> [What is expected] The answer must be the data, repeated exactly.

> [Data]
PR #1151, opened 2017-01-27
Update corefxlab to VS2017.

crummel:
- Upgrade xproj/project.json to csproj.
- Upgrade CLI version to one that supports dotnet msbuild.
- Make minor changes to build scripts to support dotnet msbuild.
- Upgrade dotnet-install to latest version.
- This builds and debugs in VS2017.
- This builds from the command line with the upgraded CLI.
- Tests work and pass, with the exception of:
  - Tests that reference xunit.performance.core can not be discovered and will not be run in either VS or the command line.
  - Tests that use resx files fail with a MissingManifestResourceException in VS and will not be discovered on the command line.
- This does not include buildtools changes.


davidfowl:
These project files need some love. Did you very the automatic migration produces identical assets as the project.json.

crummel:
@davidfowl I spot-checked the properties and those all seemed fine.  For functional stuff, the project.json build appears to have included transitive references implicitly, which was not the case after conversion, so those all had to be added, as well as some framework references which I would have thought would also be needed in the project.jsons.  Upgrading to NETCore.Library 1.1.0 also caused a lot of version conflicts on existing references, so I updated those (mostly to 4.3.0 or latest across the board, except for System.Reflection.Metadata.Cil, which depends on an old version of System.Reflection.Metadata).  The auto-migration also had some issues with the projects that don't include all the .cs files in their directory, so I manually fixed those.  So I don't think they're identical, but given that we're upgrading I think I got as close as possible.  I logged https://github.com/dotnet/corefxlab/issues/1155 to fix the remaining test issues.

> [Solution to the exercise]
PR #1151, opened 2017-01-27
Update corefxlab to VS2017.

crummel:
- Upgrade xproj/project.json to csproj.
- Upgrade CLI version to one that supports dotnet msbuild.
- Make minor changes to build scripts to support dotnet msbuild.
- Upgrade dotnet-install to latest version.
- This builds and debugs in VS2017.
- This builds from the command line with the upgraded CLI.
- Tests work and pass, with the exception of:
  - Tests that reference xunit.performance.core can not be discovered and will not be run in either VS or the command line.
  - Tests that use resx files fail with a MissingManifestResourceException in VS and will not be discovered on the command line.
- This does not include buildtools changes.


davidfowl:
These project files need some love. Did you very the automatic migration produces identical assets as the project.json.

crummel:
@davidfowl I spot-checked the properties and those all seemed fine.  For functional stuff, the project.json build appears to have included transitive references implicitly, which was not the case after conversion, so those all had to be added, as well as some framework references which I would have thought would also be needed in the project.jsons.  Upgrading to NETCore.Library 1.1.0 also caused a lot of version conflicts on existing references, so I updated those (mostly to 4.3.0 or latest across the board, except for System.Reflection.Metadata.Cil, which depends on an old version of System.Reflection.Metadata).  The auto-migration also had some issues with the projects that don't include all the .cs files in their directory, so I manually fixed those.  So I don't think they're identical, but given that we're upgrading I think I got as close as possible.  I logged https://github.com/dotnet/corefxlab/issues/1155 to fix the remaining test issues.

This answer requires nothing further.